WHAT YOU SHOULD DO
Return, from the data below, each line that contains the word "help".

·····

PR #2152, opened 2015-09-03
GoWatchIt: Small updat, remove experimental smartmatch operator

moollaza:
/cc @iambibhas

### DIFF
--- a/lib/DDG/Spice/GoWatchIt.pm
+++ b/lib/DDG/Spice/GoWatchIt.pm
@@ -19,7 +19,7 @@ attribution github  => ['https://github.com/plexusent', 'GoWatchIt.com'],
 
 my @triggers = ('watch', 'stream', 'watch online', 'on demand', 'watch now', 'stream online', 'buy movie', 'rent movie','movie');
 my @ignorewords = ('movie', 'show', 'tv', 'online', 'stream');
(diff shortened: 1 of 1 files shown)


lib/DDG/Spice/GoWatchIt.pm
```diff
@@ -31,7 +31,8 @@ spice wrap_jsonp_callback => 1;
 handle remainder_lc => sub {
 
   return unless $_; # Guard against "no answer"
-  return if ($req->query_lc ~~ @stopwords); # Guard against stop words "apple watch"
+  return if grep {$req->query_lc eq $_} @stopwords;
```
iambibhas: @moollaza can you explain a little how the grep is working? I thought the block was something that we searched for in the array(`@stopwords` in this case). But the block is a conditional in this case?

moollaza: @iambibhas it's pretty odd, but grep acts like `map` when you give it a block expression. The difference is that map returns the value of the block, whereas grep returns the current element, if the block evals to true.

So for each item we check if the current item matches our query, and if so we return the item. This of course produces an array as our final value, and if we get an array we want to bail in this case.

Does that make sense?

PR #2153, opened 2015-09-03
News Images

bsstoner:
Requires internal changes, don't merge yet.


share/spice/news/news.js
```diff
@@ -93,10 +93,27 @@
...
                     count: goodStories.length,
                     searchTerm: searchTerm,
-                    itemType: 'News articles'
+                    itemType: 'News articles',
+                    rerender: [
+                        'image'
+                    ]
                 },
                 templates: {
                     item: 'news_item'
```
moollaza: Should we switch to the new-er `Media` template? We use it for [Dogo News](https://duckduckgo.com/?q=dogo+news&t=ffab&ia=kidsnews).

bsstoner: Oh, that's interesting, maybe. I'll defer to @chrismorast and @abeyang, maybe there's a way to consolidate the two.

bsstoner:
:+1: internal PR merged

PR #2155, opened 2015-09-04
Modify Spice.add and Spice.failed ID for maps

tommytommytommy:
Requires internal coordination before merge/release!


b2ddg:
@moollaza I tested this one, and it's ready to merge. Needs coordination with https://dub.duckduckgo.com/core/ddg/pull/4832

Issue #2156, opened 2015-09-07
CitiBike: Need to normalize dates to standard format and UTC Timezone


moollaza:
I realized that the date string we get from the CitiBike API (https://www.citibikenyc.com/stations/json) is a non-standard date format which the `new Date()` constructor cannot parse. Also, it's given in EDT instead of UTC, but the string doesn't indicate the timezone, causing further problems.

@marianosimone do you know if we can get CitiBike to give us a proper, UTC formatted string? As well, can you update the code to replace the `-` with `/` then convert the time to UTC (you'll probably need to set timezone for the date to EDT first)

This way when dealing with other timezones everything will be normalized :+1: 

/cc @xuv

-----
IA Page: https://duck.co/ia/view/citi_bike_nyc

xuv:
@marianosimone: Here's the line of code that worked for me to replace the `-` with `/` (on line 90):  
```lastCommunication: moment(new Date( (item.lastCommunicationTime).replace(/\-/g,'/') ) ).fromNow()```

marianosimone:
Quick update: The people behind the data feeds for CitiBike NYC (and many other bike sharing services) released a new format called [GBFS](https://github.com/NABSA/gbfs), and they won't be adding features/fixing the legacy ones anymore.

- The good news is that the new format handles dates better (using Posix timestamps)
- The bad news is that they splitted the feed in two parts (actually, many more, some of them interesting for us, but not directly related to this), so the station information (like location, name and address) is separated from the status (how many available bikes there are)... So we can't migrate to it without significantly changing how we do it (as I understand, spices can only hit one url to get the data)
- The hopeful news is that I've been talking with one of the people from the project, and he encouraged me to open a [new ticket](https://github.com/NABSA/gbfs/issues/21) asking for an aggregate feed that would allow us to keep the current implementation

PR #2157, opened 2015-09-07
set timezone to lastCommunicationDate string before parsing as date

marianosimone:
Investigating #2156, I discovered that there's no problem with the date format, except for the fact that the timezone is NOT specified, so it depends on the user's timezone.

Adding EDT to the `lastCommunicationTime` should be enough to ensure consistent results

### DIFF
--- a/share/spice/bike_sharing/citi_bike_nyc/bike_sharing_citi_bike_nyc.js
+++ b/share/spice/bike_sharing/citi_bike_nyc/bike_sharing_citi_bike_nyc.js
@@ -87,7 +87,7 @@
                         title: item.stationName,
                         availableDocks: item.availableDocks,
                         availableBikes: item.availableBikes,
-                        lastCommunication: moment(new Date(item.lastCommunicationTime)).fromNow()
+                        lastCommunication: moment(new Date(item.lastCommunicationTime.replace(/\-/g,'/') + " EDT")).fromNow()
                     };
                 }
             });


marianosimone:
@moollaza @xuv I don't see any problems with parsing the `-`separators in the date

xuv:
@marianosimone There is a problem in Firefox and Chrome, at least. 
Ex in Firefox:
```
new Date('2015-09-07 02:20:53 PM')
Invalid Date
new Date('2015/09/07 02:20:53 PM')
Date 2015-09-07T18:20:53.000Z
```

And should we add Momentjs Timezone lib? http://momentjs.com/timezone/docs/

marianosimone:
@xuv wired... I'm running Chrome 45.0.2454.85 (64-bit) on MacOS and get:

    > new Date('2015-09-07 02:20:53 PM')
    < Mon Sep 07 2015 14:20:53 GMT-0400 (EDT)

Anyway, if there IS a problem with other browsers/OS, I'm adding the fix.

As per Moment Timezone, I'm not sure if we need it. @moollaza?

marianosimone:
@moollaza @xuv, oh... shoot. Actually, appending EDT won't work, as when we go back to EST it will be off by an hour.

Let me try again with the people at CitiBike to see if I can get a better solution for this

xuv:
@marianosimone My bad. You're right. `new Date('2015-09-07 02:20:53 PM')` works in Chrome. But not in Firefox 40.0.3 on Linux.

And for the EDT/EST thing, that's why I was suggesting Moment Timezone. Maybe that would help solve this. Not sure.

moollaza:
@marianosimone if CitiBike can adjust their date stamp to be in UTC, or at least specify the timezone offset that would be great. I'd like to avoid adding additional overhead if possible, but worst case I guess we'll have to use MomentTimezone

marianosimone:
@moollaza agreed. I'm in contact with them now, and expect to have an answer pretty soon. I'll keep you guys updated

moollaza:
@marianosimone any updates on this?

marianosimone:
Unfortunately, I haven't heard back from the people behind the feeds yet... I'm trying again now! Will keep you posted

marianosimone:
This is not a good solution, and I'm following up with the people from CitiBIke for a better one. Will follow up in the referenced bug report

PR #2164, opened 2015-09-09
pass full query_lc to local

b2ddg:
Changing handle remainder to handle query_lc so the full query is passed to local

@bsstoner @nilnilnil @tommytommytommy


tommytommytommy:
Change looks okay to me, but the tests need to be updated:
https://travis-ci.org/duckduckgo/zeroclickinfo-spice/builds/79480925#L2843

tommytommytommy:
Actually, now that we're handling the entire query instead of the remainder, the false positives that we were stopping will get through unless we modify the check, not the test.

tommytommytommy:
:+1:

PR #2167, opened 2015-09-10
Increase maps relevancy cutoff

b2ddg:
Changing the relevancy threshold to a stricter value of 0.9

@tommytommytommy @nilnilnil


tommytommytommy:
:+1:

PR #2171, opened 2015-09-11
Add vendor prefixes to the transform CSS property

jagtalon:
I added 

```css
-webkit-transform: translate(-50%, 0);
-ms-transform: translate(-50%, 0);
```

So that this IA will work on IE 9 and Safari


jagtalon:
For @moollaza

moollaza:
LGTM :+1:

PR #2172, opened 2015-09-11
currency - added more names to thb and bdt

iambibhas:
Today I was trying to convert some baht to rupees and got stumped. So added baht to the list. And also added taka to Bangladesh Taka, as it's more commonly called only taka.


moollaza:
LGTM :+1:

PR #2173, opened 2015-09-11
Moving chains_re to places triggering

b2ddg:
Moving the chains regex to places to unify IA triggering. Matches internal 4898

@tommytommytommy @nilnilnil


tommytommytommy:
:+1:

PR #2176, opened 2015-09-13
first implementation of bike sharing for the Bay Area (CA)

marianosimone:
After NYC and PHI, now comes the Bay Area!

bike_share_bay_area

https://duck.co/ia/view/bay_area_bike_share_ca

### DIFF
--- a/lib/DDG/Spice/BikeSharing/BayAreaBikeShareCA.pm
+++ b/lib/DDG/Spice/BikeSharing/BayAreaBikeShareCA.pm
@@ -1,0 +1,39 @@
+package DDG::Spice::BikeSharing::BayAreaBikeShareCA;
+
+use strict;
+use DDG::Spice;
+
+name 'Bay Area Bike ShareCA';
+source 'Bay Area Bike Share CA';
+icon_url 'http://www.bayareabikeshare.com/assets/images/bayarea/icons/favicon.ico';
+description 'Search Bay Area Bike Share stations in the Bay Area, CA';
+primary_example_queries 'bike share bay area', 'bike share san francisco';
+secondary_example_queries 'bike share stations near san jose';
+category 'geography';
+topics 'everyday', 'travel', 'entertainment', 'geography';
+code_url 'https://github.com/duckduckgo/zeroclickinfo-spice/blob/master/lib/DDG/Spice/BikeSharing/BayAreaBikeShareCA.pm';
+attribution github => 'marianosimone',
+            web  => ['http://www.marianosimone.com',  'Mariano Simone'];
+
+triggers any => 'bike sharing', 'bike share', 'bikeshare';
+
+spice to => 'http://www.bayareabikeshare.com/stations/json';
+spice wrap_jsonp_callback => 1;
+spice is_cached => 0;
+spice proxy_cache_valid => '200 304 15m';
+
+my @places = ("bay area", "san francisco", "sfo", "sf", "san jose", "mountain view", "palo alto", "redwood", "redwood city");
+my $place_re = join "|", @places;
+
+handle remainder => sub {
+    my $place = $_ || undef;
+
+    unless ($place) {
+        $place = $loc->city if $loc && $loc->city;
+    }
+
+    return unless $place && $place =~ m/\b($place_re)\b/;
+    return $1;
+};
+
+1;
--- a/share/spice/bike_sharing/bay_area_bike_share_ca/bike_sharing_bay_area_bike_share_ca.js
+++ b/share/spice/bike_sharing/bay_area_bike_share_ca/bike_sharing_bay_area_bike_share_ca.js
@@ -1,0 +1,114 @@
+(function(env) {
+    "use strict";
+
+    var references = {
+        'san francisco': {
+            lat: 37.7577,
+            lon: -122.4376
+        },
+        'redwood city': {
+            lat: 37.5081359,
+            lon: -122.2139269
+        },
+        'palo alto': {
+            lat: 37.42565,
+            lon: -122.13535
+        },
+        'mountain view': {
+            lat: 37.4133235,
+            lon: -122.081267
+        },
+        'san jose': {
+            lat: 37.2970155,
+            lon: -121.817413
+        }
+    };
+
+    references['sf'] = references['sfo'] = references['san francisco'];
+    references['redwood'] = references['redwood city'];
+
+    env.ddg_spice_bike_sharing_bay_area_bike_share_ca = function(api_result) {
+        if (!api_result || !api_result.stationBeanList) {
+            return Spice.failed('bay_area_bike_share_ca');
+        }
+
+        var script = $('[src*="/js/spice/bike_sharing/bay_area_bike_share_ca/"]')[0],
+            source = $(script).attr("src"),
+            query = source.match(/bay_area_bike_share_ca\/([^\/]+)/)[1];
+
+        if (query) {
+            query = decodeURIComponent(query);
+        }
+
+        DDG.require('moment.js', function() {
+        DDG.require('maps', function() {
+            moment.locale('en', {
+                relativeTime : {
+                    past: "%s ago",
+                    s:    "1 sec",
+                    ss:   "%d sec",
+                    m:    "1 min",
+                    mm:   "%d min",
+                    h:    "1 hour",
+                    hh:   "%d hours",
+                    d:    "1 day",
+                    dd:   "%d days",
+                    M:    "1 month",
+                    MM:   "%d months",
+                    y:    "1 year",
+                    yy:   "%d years"
+                }
+            });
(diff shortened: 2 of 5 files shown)


share/spice/bike_sharing/bay_area_bike_share_ca/bike_sharing_bay_area_bike_share_ca.js
```diff
@@ -0,0 +1,111 @@
...
+                },
+                sort_fields: {
+                    distance: function(a, b) {
+                        return a.distanceToReference - b.distanceToReference;
+                    }
+                },
+                sort_default: 'distance',
+                data: api_result.stationBeanList,
+                normalize: function(item) {
+                    if (item.testStation || item.statusKey != 1) {
```
marianosimone: another interesting feature of this resultset is that it has a `city` property, that could be used to filter out by "san francisco", "redwood city", "palo alto", etc. I'm not sure if we want to do that and, if so, how to handle synonyms (maybe with a dictionary? If so, in js or in perl, before sending the data here?

jagtalon:
@marianosimone awesome! Checking it out. :)

share/spice/bike_sharing/bay_area_bike_share_ca/bike_sharing_bay_area_bike_share_ca.js
```diff
@@ -0,0 +1,111 @@
...
+                    MM:   "%d months",
+                    y:    "1 year",
+                    yy:   "%d years"
+                }
+            });
+            Spice.add({
+                id: 'bay_area_bike_share_ca',
+                name: 'Bike Sharing',
+                meta: {
+                    sourceName: 'Bay Area Bike Share CA',
```
jagtalon: We probably don't need the "CA" at the end of the source name since:

- I don't think people will be confused with which Bay Area we're referring to since they either made it specific in the query / they're in the bay area.

- The source doesn't have "CA" at the end http://www.bayareabikeshare.com/stations

share/spice/bike_sharing/bay_area_bike_share_ca/bike_sharing_bay_area_bike_share_ca.js
jagtalon: I think we'd like to do that and we're currently working on the filtering functionality. It's not out yet, but it would be a good addition in the future.

jagtalon:
@marianosimone I think we need to reduce the height of the titles a little since a part of the text in the third line is being shown:

screen shot 2015-09-14 at 12 14 38 pm

screen shot 2015-09-14 at 12 14 48 pm

lib/DDG/Spice/BikeSharing/BayAreaBikeShareCA.pm
```diff
@@ -0,0 +1,39 @@
...
+spice proxy_cache_valid => '200 304 15m';
+
+my @places = ("bay area", "san francisco", "sfo", "sf", "san jose", "mountain view", "palo alto", "redwood", "redwood city");
+my $place_re = join "|", @places;
+
+handle remainder => sub {
+    my $place = $_ || undef;
+
+    unless ($place) {
+        $place = $loc->city if $loc && $loc->city;
```
jagtalon: It's possible for `$loc` to be `undef` so check that as well before accessing `$loc->city`.

lib/DDG/Spice/BikeSharing/BayAreaBikeShareCA.pm
```diff
@@ -0,0 +1,39 @@
...
+    }
+
+    return unless $place && $place =~ m/\b($place_re)\b/;
```
jagtalon: This `unless` is a bit hard to read. Can we flip it to `return if ...` instead?

lib/DDG/Spice/BikeSharing/BayAreaBikeShareCA.pm
marianosimone: mhhh.. i was just copying from @moollaza's PR: https://github.com/duckduckgo/zeroclickinfo-spice/pull/2166

marianosimone:
@moollaza @AcriCAA do you know what's going on with that 3rd line in the title? It doesn't seem to be a problem for NYC and PHI. Any ideas?

lib/DDG/Spice/BikeSharing/BayAreaBikeShareCA.pm
moollaza: We are checking `$loc` before `$loc->city` :)

AcriCAA:
@marianosimone I have been looking and can't find anything in the code causing it.  I have been trying to research whether the parentheticals in the name could perhaps be throwing off the sizing? I need to clone this project and mess around a bit when I get a chance.

lib/DDG/Spice/BikeSharing/BayAreaBikeShareCA.pm
jagtalon: @moollaza bah I'm blind. Thanks!

jagtalon:
IA Page for this: https://duck.co/ia/view/bay_area_bike_share_ca

share/spice/bike_sharing/bay_area_bike_share_ca/bike_sharing_bay_area_bike_share_ca.js
marianosimone: Agreed, changed ;)

marianosimone:
@jagtalon can you confirm the third line problem? (it seems like you are running Chrome in a Mac, right?)

I'm not seeing the issue on Firefox in a Linux box, so it *might* be browser related.

line

cc @moollaza @AcriCAA

moollaza:
@marianosimone @AcriCAA I'm deploying this to beta.duckduckgo.com. Should up soon. I'll take a look...

AcriCAA:
@moollaza sweet!  You knocked another out of the park @marianosimone!

jagtalon:
@marianosimone sorry for the late reply. Checking it out to see what's up

jagtalon:
@marianosimone It definitely shows up on Webkit on Windows and Mac (Chrome and Safari is what I tested it on) but doesn't show up on Firefox. This also happens for NYC and Philly bike maps.

Adjusting the height from 2.5em to 2.4em fixes it.

jagtalon:
@marianosimone since this doesn't have any footer like NYC and Philly Bike Share, you'd have to adjust the tile view to something like this:

bike sharing - v3e no updates

marianosimone:
@jagtalon: what about this?
three-lines

using `3.5em` allows three lines to be there, and still leaves some padding below the numbers. If you like it, we could easily port to PHI

moollaza:
@marianosimone if this is the same as PHL in terms of implementation then I'm happy to merge this. We can deal with the 3-line titles by switching this to the Text template (which will also remove the extra white-space at the bottom) as I've done in #2187

marianosimone:
@moollaza I applied the same changes you did in #2187 (and the `tileTitle` property as well).

@jagtalon can you confirm there's no problem with an extra line showing up? (I'm testing on a Mac now, and it looks good to me)

moollaza:
@marianosimone thanks this is looking great. I see that there's a small "bug" in the template that the 3-lines causes which is that the bottom padding on the title is actually being ignored because the footer is absolutely positioned. We'll need to fix this ourselves though.

However @marianosimone, one weird thing is that it seems we're getting results for all of California, instead of just the bay area. Can you fix that?

After that, this should be good!

moollaza:
bike_sharing_san_francisco_at_duckduckgo

marianosimone:
@moollaza all those cities are, indeed, a part of the [Bay Area](https://en.wikipedia.org/wiki/San_Francisco_Bay_Area), and they are all part of the same bike sharing system.

I applied the styling changes to match your PR for Philly

moollaza:
>all those cities are, indeed, a part of the Bay Area, and they are all part of the same bike sharing system.

I didn't realize the Bay Area included all of that, but what I actually meant to point out as the bug, is that for my query in the above picture, I specified "sf" and we're showing results for all of the Bay Area, which isn't good.

Can we ensure we only show results for the specified region?

marianosimone:
@moollaza see comment here: https://github.com/duckduckgo/zeroclickinfo-spice/pull/2176#discussion_r39348666

(BTW: the same happens with the CitiBike NYC IA, but that one doesn't return the data that might help us filter out)

jagtalon:
@marianosimone @moollaza tested this all the way down to IE 9 and it looks good

jagtalon:
:+1:

moollaza:
@marianosimone congrats! It's live: https://duckduckgo.com/?q=bike+share+bay+area&t=ffcm&ia=bikesharing

PR #2182, opened 2015-09-15
Twitter: Fixes #2158

### LINKED ISSUE #2158: Twitter: Title link should point to result's Twitter profile
We need to define a `url` property in the `normalize()` function that should be identical to the `sourceURL` we create. That way clicking the title link will take you to the Twitter profile for the result we're showing, instead of linking back to the current page!

------
IA Page:  http://duck.co/ia/view/twitter

samskeller:
The title link now points to the result's Twitter page, as described in the issue.

screen shot 2015-09-14 at 9 00 52 pm

### DIFF
--- a/share/spice/twitter/twitter.js
+++ b/share/spice/twitter/twitter.js
@@ -45,6 +45,7 @@
                     title: item.name,
                     subtitle: subtitle,
                     altSubtitle: getURL(item),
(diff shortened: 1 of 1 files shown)


jagtalon:
@samskeller NICE! :+1:

PR #2188, opened 2015-09-18
Set browser location attribute in places.pm

b2ddg:
Allow local to use lat,lon coordinate data 

Needs internal PR:4940


b2ddg:
I think this needs an updated DDG/Meta/ZeroClickInfoSpice.pm to pass the build tests.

·····

SOLUTION TO THIS TASK
And for the EDT/EST thing, that's why I was suggesting Moment Timezone. Maybe that would help solve this. Not sure.
(BTW: the same happens with the CitiBike NYC IA, but that one doesn't return the data that might help us filter out)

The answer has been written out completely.